# Solved: Lenovo Yoga 13 to Win7 - Need WLAN DRIVER



## minimustangs (Jul 5, 2009)

I have a clients Lenovo Yoga 13 - preloaded with Win8. They need to have Win7. All devices except WLAN (realtek) working.

Can someone point me to a compatible driver? Tried a few already and no dice....

S~


----------



## etaf (Oct 2, 2003)

what the exact model of the WLAN in device manager 
also would you do identify hardware below

*------------------------------------------------------------------------*
* Device Manager *

Please Post back the results in device manager as requested below

You will now need to take a screen shot and copy that back to the working PC.
Save the file to a USB flash drive or other removable media. Plug it into the working computer with internet access and copy the screen shot and attach the screen shot in a reply on the forum here.
If you do not have another PC - do you have a phone connected to the internet - can you photograph the result and post the image in a reply

how to access device manager for different windows versions
http://www.computerhope.com/issues/ch000833.htm

Hold the *Windows* key and press *Pause* key, should open to allow device manager to be seen, see the menu on the left hand side

on a laptop you may need to use Hold the *Windows* key and press *FN* key + the *pause* key

If the above does not work then 

For Windows 7 or Vista
Click on the Start Orb > In the Start Search box type > *device manager* and then press enter
or
Start > control Panel {Vista set to classic view}> system > {Vista, device manager on left hand side} {XP hardware Tab, device manager button} > 
start > control panel> System and Security> Device Manager​For Windows 8
If you happen to be using a keyboard with Windows 8, the quickest way to open Device Manager is via its shortcut on the Power User Menu, accessible by pressing the *WINDOW* key and the *X* key together.
If on a touch screen - have a read here http://pcsupport.about.com/od/windows-8/a/device-manager-windows-8.htm​Once you are in device manager then navigate to:

*network adaptors, click on the + * > post back the devices that are listed under network adapters
are there any yellow *! ? *or a X​
post a screen shot of the device manager - network adapters

To post a screen shot of the active window.
For Windows XP
Hold the Alt key and press the PrtScn key. Open the Windows PAINT application (Start> All Programs> Accessories> Paint) and Paste the screen shot. You can then use PAINT to trim to suit, and save it as a JPG format file. ​For windows Vista or Windows 7
you can use the "snipping tool" which is found in Start> All programs> Accessories> Snipping Tool
http://www.bleepingcomputer.com/tutorials/how-to-use-the-windows-snipping-tool/​For Windows 8
you can use the snipping tool > Open Snipping Tool (From the Windows 8 Start Screen, type "snip" and press enter.
>Press the Esc. key.
>go back to your Windows 8 start screen - Swipe from left or press Window Button
>Press Ctrl+PrntScr button to use Snipping Tool
http://www.bleepingcomputer.com/tutorials/how-to-use-the-windows-snipping-tool/​
*------------------------------------------------------------------------*
* How to identify hardware in Device Manager *

right click on the device with a yellow!

from the menu choose
*properties*
Click on the Details Tab
Under the Property - drop down 
Select *hardware ids*
Right click and select all
Then right click again and select copy
Copy and paste that information here

You should see a code *similar* to this

*PCI\VEN_8086&DEV_008A&SUBSYS_53058086&REV_34*

please reply with the full code for your device(s)

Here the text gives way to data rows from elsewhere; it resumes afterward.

Issue #2383, opened 2023-10-05
Horizontal autoscaler target needs to be changed from Replication controller to deployment config


guru-aot:
Horizontal autoscaler target needs to be changed from Replication controller to deployment config

**Additional Context**
- Our environments have Horizontal Autoscalers defined and they are attached to the replication controllers currently.
- The problem here is, the replication controllers, die as soon as the pods are spin up. SO the Horizontal autoscalers are not able to scale up or live.
- So change them their scale target to deployment config.

**Acceptance Criteria**
- [x] Horizontal autoscaler target needs to be changed from Replication controller to deployment config.
- [x] Apply the Horizontal autoscaler for the pods, change the deploy.yaml and apply them during the deployments.
- [x] Add manual steps for release notes as need. 
- [x] Check the different between autoscaling/v1 and autoscaling/v2 and use the best of two.

guru-aot:
Difference between  autoscaling/v1 and autoscaling/v2

[Private Zenhub Image](https://api.zenhub.com/attachedFiles/eyJfcmFpbHMiOnsibWVzc2FnZSI6IkJBaHBBelhiQVE9PSIsImV4cCI6bnVsbCwicHVyIjoiYmxvYl9pZCJ9fQ==--63c3e16d08ebeec50ce2d5e8b8c839a6b41a6925/image.png)

https://docs.openshift.com/container-platform/3.11/dev_guide/pod_autoscaling.html

PR #2485, opened 2023-11-08
#2383 - Horizontal Autoscaler from replication controller to deployment config

guru-aot:
- [x] Horizontal autoscaler target needs to be changed from Replication controller to deployment config.
- [x] Apply the Horizontal autoscaler for the pods, change the deploy.yaml and apply them during the deployments.

Without HPA not properly assigned
image

With HPA properly assigned
image
image

Formio Load testing
WIth 2 pods it scaled up to 6 pods for 400 Vu
image
image
image

With 6 pods running the same sets of load for 400 Vu
image
image
image

With 6 pods running 300 Vu
image
image
image

With 6 pods running 200 Vu
image
image
image

With 6 pods running 100 Vu
image
image
image

With 2 pods running 100 Vu it started the 3rd pod
image
image
image


devops/openshift/api-deploy.yml
```diff
@@ -225,18 +225,30 @@ objects:
       to:
         kind: Service
         name: ${NAME}
-  - apiVersion: autoscaling/v1
+  - apiVersion: autoscaling/v2
```
dheepak-aot, line 228: 👍

devops/openshift/api-deploy.yml
```diff
@@ -225,18 +225,30 @@ objects:
...
       minReplicas:  "${{REPLICAS}}"
       maxReplicas: 10
-      targetCPUUtilizationPercentage: 80
+      metrics:
+          - type: Resource
+            resource:
+              name: cpu
+              target:
+                type: AverageValue
+                averageValue: '0.18'
```
dheepak-aot, line 245: Asking for my clarification, how did we arrive at this average value?

devops/openshift/api-deploy.yml
```diff
@@ -225,18 +225,30 @@ objects:
...
+          - type: Resource
+            resource:
+              name: memory
+              target:
+                type: AverageValue
+                averageValue: "230M"
```
dheepak-aot, line 251: Same here.

devops/openshift/forms-deploy.yml
```diff
@@ -170,7 +170,19 @@ objects:
...
+              name: cpu
+              target:
+                type: AverageValue
+                averageValue: '0.8'
+          - type: Resource
+            resource:
+              name: memory
+              target:
+                type: AverageValue
+                averageValue: "1Gi"
```
dheepak-aot, line 185: I see higher numbers for form.io server than API for autoscaling, is this with consideration that form.io server is going to have lighter load than API?

devops/openshift/api-deploy.yml
guru-aot: 90% of the CPU limit

devops/openshift/forms-deploy.yml
guru-aot: No, the averageValue is a percentage of the CPU and memory limits and here for formio, we have used the 50% as we used in the previous load testing iterations, this inturn helps for pods scaling without many requests failing.

devops/openshift/api-deploy.yml
guru-aot: 90% of the Memory limit

devops/openshift/forms-deploy.yml
dheepak-aot: Got it. Thanks for explaining. If 50% then cpu must be 0.75 ?

dheepak-aot (approved):
Great job 👍

devops/openshift/forms-deploy.yml
guru-aot: Yeah you are right, i did increased a bit and tested around so gave those value.

andrepestana-aot (approved):
Looks good! Good job!

devops/openshift/api-deploy.yml
andrewsignori-aot, line 1: Please ensure that this and all other documents are formatted. There are some minor differences. Please also ensure that VS Code is applying the format when saving 😉 
image

andrewsignori-aot (commented):
Great work. Just one really minor comment.
Let's talk about extending or having a second ticket to implement the `scaleDown` behavior if needed.
Besides that, once deployed I would like to see the API autoscaling load test 😉

ann-aot (approved):
👍 Thanks for the details

Issue #3383, opened 2024-06-05
Queue-consumers Settings Changes


andrewsignori-aot:
During the execution of memory adjustments for POD (#3283) few issues were noticed that would affect production operations while execution and `federal-restrictions-integration` and other schedulers.

**Problem 1**

It was noticed that the `federal-restrictions-integration` scheduler was not successfully executed because the job was detected as "stalled" due to its long-running process (6 to 7 min) where the CPU-intensive use was not allowing the job to properly report its execution status.

**Problem 2**

During the investigation, it was also noticed that when the job was detected as stalled (after 30 seconds) a second job started an attempt to execute the task concurrently, which caused a problem because the current jobs were not prepared for idempotency.

**Problem 3**

Besides that, the `readinessProbe` and `livenessProbe` for the `queue-consumers` POD were based on DB/Redis checks with 1000ms timeout, which under stress were making the POD to be restarted.

**Acceptance criteria**
- [x] Change the queues settings values for `maxStalledCount`, `lockDuration`, and `lockRenewTime`.
  - Suggested values:
    - `maxStalledCount`: 0. Current default value defined by the framework is 1. Setting it as 0(zero) would make the job not be retried and it would stay failed, avoiding the idempotency requirement.
    - `lockDuration`: 60000. Current default value defined by the framework is 30000. Setting it as 60 would give more time before the job is marked as stalled, which is not expected for the short-living processes. In combination with the `lockRenewTime` defined as 5 seconds, it would give more opportunities for the job report that is still running.
    - `lockRenewTime`: 5000. Current default value defined by the framework is 15000 (half of `lockDuration`).
  - [x] Settings to be loaded from the database in a similar way to how they are loaded now for `defaultJobOptions` (see image in the additional context).
  - [x] Initially, all the queues should be configured with the proposed settings.
- [x] Update `readinessProbe` and `livenessProbe` settings to allow the POD restart if not needed.
  - `readinessProbe` suggested to be kept at 1500ms for timeout.
  - `livenessProbe` suggested to be kept at 3000ms for timeout.
  - See the suggested configuration in the additional context.
- [x] Use the federal restriction file to test if the job can be successfully executed. Do the final test in OpenShift.

**Additional Context**

### Settings Configuration

Please see below where the settings can be configured (number 2 below).
The image also shows the moment when some configurations are already loaded from the database (number 1 below).

[...]

PR #3478, opened 2024-07-02
#3383 - Queue-consumers Settings Changes - Health Check Updated

andrewsignori-aot:
## Main changes

- Changed the health check for the `readinessProbe` and `livenessProbe` to allow configurable timeouts.
- Adjusted the timeout for `readinessProbe` and `livenessProbe`.

_Note_: test details added to the ticket comments. 

## Permission change needed

To allow federal restrictions to work, the DB user should be granted the `truncate` permission using the below.
```sql
GRANT TRUNCATE ON TABLE sims.federal_restrictions TO "<env_db_user>";
```


devops/openshift/queue-consumers-deploy.yml
```diff
@@ -212,21 +212,21 @@ objects:
                 failureThreshold: 3
                 successThreshold: 1
                 httpGet:
-                  path: /health/
+                  path: /health/timeout/1500
                   port: "${{PORT}}"
                 initialDelaySeconds: 10
                 periodSeconds: 10
-                timeoutSeconds: 1
+                timeoutSeconds: 3
```
andrepestana-aot, line 219: Just for my knowledge: why this `timeoutSeconds` has value 3 and the other one is 5?

andrewsignori-aot: It was increased because the HTTP timeout was also increased.

_`timeoutSeconds`: The number of seconds of inactivity after which the probe times out and the container is assumed to have failed. The default is 1. This value must be lower than periodSeconds._
Source: https://docs.openshift.com/container-platform/4.9/applications/application-health.html

andrepestana-aot (approved):
looks good. Thanks for the explanation.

The portion of the code highlighted in RED is the Vendor ID and the portion highlighted in GREEN is the Device ID. In this example:

PCI\VEN_*8086*&DEV_*008A*&SUBSYS_53058086&REV_34

Vendor ID = *8086 *
Device ID = *008A *

Post back those two numbers make sure we know which is vendor ID and which is device ID

These codes can be looked up at this site http://www.pcidatabase.com/

As an example the link for that database tells us that;
Vendor ID code *8086 * is for this vendor - *Intel Corporation*
Device ID code *008A * is for this device - *Intel Centrino Wireless-N1030 *

Unknown Device Identifier enables you to identify the yellow question mark labeled Unknown Devices in Device Manager.
http://www.zhangduo.com/udi.html

*------------------------------------------------------------------------*


----------



## minimustangs (Jul 5, 2009)

Its coming up this way:

USB\VID_0BDA&PID_1724&REV_0200&MI_02
USB\VID_0BDA&PID_1724&MI_02

However I dont know if this is because I foced the install of an INF file for Win7
It's coming up in Dev Mgr as "Other Devices"... 802.11n WLAN Adapter

OF course as a result, I have no internet access on this system, so even when I run Unknown device Identified, It cant go get the required files.


----------



## etaf (Oct 2, 2003)

comes up as 
Realtek RTL8187B Wireless 802.11g 54Mbps USB 2.0 Network

which you will find down the page drivers for win7
http://www.realtek.com.tw/downloads...ypeID=3&GetDown=false&Downloads=true#RTL8187B


----------



## minimustangs (Jul 5, 2009)

That driver didn't work. I've already downloaded it and installed it with no success. USB is working (I'm using it to transfer files back and forth), but I wonder if there is something there preventing the WLAN card forbeing properly detected. The USB devices that aren't configured properly have the vendor ID 8086, Intel, and I've installed a driver chipset package for motherboard resources. Still these weren't picked up.


----------



## etaf (Oct 2, 2003)

you may need to go through each one, use the identify hardware and then use google to find the driver - but use the manufacturers website - not these driver sites


----------



## minimustangs (Jul 5, 2009)

All the devices are Intel devices, and the C216 Chipset package is installed... although I did manage to find the USB driver there, and that took...


----------



## etaf (Oct 2, 2003)

none of the device with a ! have drivers and often those are installed with the chipset for some of those device


----------



## minimustangs (Jul 5, 2009)

Well thats what I thought too. I have to hang it up for tonight, but I'll be back at it tomorrow..

S~


----------



## minimustangs (Jul 5, 2009)

OK, with a fresh pot of coffee on and some good tunes streaming on Shoutcast, I'm diving back into Yoga. 

Lenovo Yoga 13 that is.

Latest screen grab shows status of devices that are not configured correctly. For the time being, I can get the laptop on the internet for drivers and such by tethering though my cell phone...so at least one step eliminated (swapping flash drives). Intel driver update web page couldn't identify a couple things, which makes sense if they are Realtek...but I'm surprised that it missed the ACPI stuff. Maybe the chipset installtion was the wrong chipset drivers?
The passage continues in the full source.